“I Start My Day From 0 to 100” – How Capmo Works

Johanna Böllmann works as Content & Communications Manager at Capmo, a Munich startup that aims to digitize the construction industry. In our interview, Johanna talks about her morning and evening routines, her favorite tools and how she gets out of motivational ruts.

Munich Startup: What does your morning routine look like?

Johanna Böllmann from Capmo: I usually start each day from 0 to 100 with a workout – preferably together with colleagues for a session with the Capmo yoga crew. After I’ve helped myself to the muesli bar and fruit basket at the office, I grab a coffee and plan my workday. The first things I do in the morning are: check email, check the news, check the data. After our team daily, I get started on my first to-dos.

Check email, check the news, check the data.

Munich Startup: What is your favorite tool at work?

Johanna Böllmann from Capmo: Because I like to keep my tasks in check, I’m a big Asana fan. We use the tool in our growth team for sprint planning and for planning campaigns and content. For one, I like that you can track the progress made on each task live, and for another that we can see how much we’ve achieved at the end of a sprint.

Munich Startup: Which three apps are must-haves?

Johanna Böllmann, Capmo: I couldn’t do without LinkedIn, Twitter or WhatsApp. Of course the Capmo app is also a must. I primarily use LinkedIn for networking and inspiration. It’s extremely inspiring to me to see the stance taken by other professionals on specific topics and which campaigns have kicked off. Twitter is my number one news medium and a great way to get in contact with stakeholders. Because working in communications means I can’t do without communication, there’s no getting around WhatsApp.

Get out of your bubble!

Munich Startup: Which Munich event is a must?

Johanna Böllmann from Capmo: In addition to various meetups for marketing and PR, in Munich I most often participate in events from the women’s network Global Women in PR (GWPR) NextGen Muc and Global Digital Women (GDW). While GWPR focuses primarily on women in communication, GDW has women in digital professions in all industries. These events are a valuable source of inspiration for me and a brilliant platform for networking and sharing experience.

Munich Startup: What book would you recommend to other professionals in communication?

Johanna Böllmann from Capmo: I would recommend the book “Factfulness” by Hans Rosling. The book reminds us that we often have a false perception of our surroundings due to media, half-truths and prevailing public moods, and based on these we then make the wrong decisions. Keeping the idea in the back of your mind that the world out there maybe isn’t as bad as it seems in our bubbles and that other people think differently than we do is an important foundation for successful communication.

Walking meetings boost creativity

Munich Startup: What is your favorite kind of meeting?

Johanna Böllmann from Capmo: Just like Steve Jobs, Marc Zuckerberg and Barack Obama, I’m on team #walkingmeeting. When I’m looking for a brilliant headline or a new topic for a press release, I take a short walk and usually come up with a bright idea pretty quickly. Now that we’ve held our first walking meetings at Capmo, I can confirm that they boost creativity in meetings as well.

Munich Startup: What is your biggest stumbling block in daily business?

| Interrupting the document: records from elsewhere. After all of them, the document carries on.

PR #4, opened 2023-06-05
test(tests): Add basic functional test for build & deploy

jneo8:


.github/workflows/pr.yaml
```diff
@@ -20,4 +20,4 @@ jobs:
       python-version-unit: "['3.8', '3.10']"
       python-version-func: "3.10"
       tox-version: "<4"
-      commands: "['FUNC_ARGS=\"--series jammy\" make functional']"
+      commands: "['FUNC_ARGS=\"\" make functional']"
```
rgildein, line 23: not-blocking: 
```suggestion
      commands: "['make functional']"
```

tests/functional/test_charm.py
```diff
@@ -25,10 +29,21 @@ async def test_build_and_deploy(ops_test: OpsTest):
...
+        ),
         ops_test.model.wait_for_idle(
-            apps=[APP_NAME], status="active", raise_on_blocked=True, timeout=1000
+            apps=[PRINCIPAL_APP_NAME], status="active", raise_on_blocked=True, timeout=TIMEOUT
         ),
     )
+
+    # Deploy the charm and wait for active/idle status
+    await ops_test.model.deploy(charm, application_name=APP_NAME, num_units=0),
+    await ops_test.model.add_relation("ubuntu:juju-info", f"{APP_NAME}:general-info"),
```
rgildein, line 46:
```suggestion
    await ops_test.model.add_relation(f"{PRINCIPAL_APP_NAME}:juju-info", f"{APP_NAME}:general-info"),
```

.github/workflows/pr.yaml
rgildein: not-blocking: However I'll suggest to add support for `--series` option for testing. It's easy to add and it helps, see example in [here](https://github.com/canonical/charm-simple-streams/blob/main/tests/functional/conftest.py).

rgildein (commented):
One suggestion and two not-blocking comments, otherwise it's LGTM.

.github/workflows/pr.yaml
jneo8: updated.

tests/functional/test_charm.py
jneo8: Updated.

rgildein (approved):
LGTM

tests/functional/requirements.txt
```diff
@@ -0,0 +1 @@
+juju < 3
```
Pjack, line 1: Will we use any juju library? I would like to avoid the dependency if possible. If there is any unavoidable dependency, please write some comment to indicate "when we can remove the limitation"

Pjack (changes requested):

tests/functional/requirements.txt
jneo8: It's because we use `OpsTest` for functional test, and `juju` is it's dependency. If we do not provide this line, it will install the newest version of juju and it is not workable with controller < 3.
So it can only be removed if we upgrade our juju to 3.

jneo8: Hi @Pjack do you think this comment make sense to you in requirement.txt?
`Make OpsTest works with controller version < 3`

jneo8: Updated

esunar (approved):

Pjack (approved):
LGTM

PR #5, opened 2023-06-08
Add alert rules for LSI SAS-2/3 controller

chanchiwai-ray:
Add the following alert rules for LSI SAS-2/3 controller.

- SasircuCommandFailed
- LSISASControllerNotFound
- LSISASIRVolumeNotFound
- LSISASIRVolumeUnhealthy
- LSISASPhysicalDiskUnhealthy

Johanna Böllmann from Capmo: Definitely the afternoon slump. Although I’m good at getting motivated early in the morning and late at night, I sometimes don’t have that spark of energy to get me going in the afternoon. Because I can flexibly plan my day at Capmo, I solve that problem by structuring my day accordingly.

I take care of tasks that require total concentration in the morning or evening. Then in the afternoon, I spend time on researching, corrections and things that otherwise get put off.

The afternoon slump solution

Munich Startup: What gives you a boost of motivation at work?

Johanna Böllmann from Capmo: When my motivation lets me know it wants to take a break, I play two jokers. First: I remind myself of our vision. Thinking about the goal and point of the work I do is probably the simplest and most effective motivational boost for me. With Capmo, we want to digitize the construction industry to make everyday work easier for thousands of site managers, architects and property developers. There is still a lot of work to do before we reach that goal — and that requires commitment from every one of us.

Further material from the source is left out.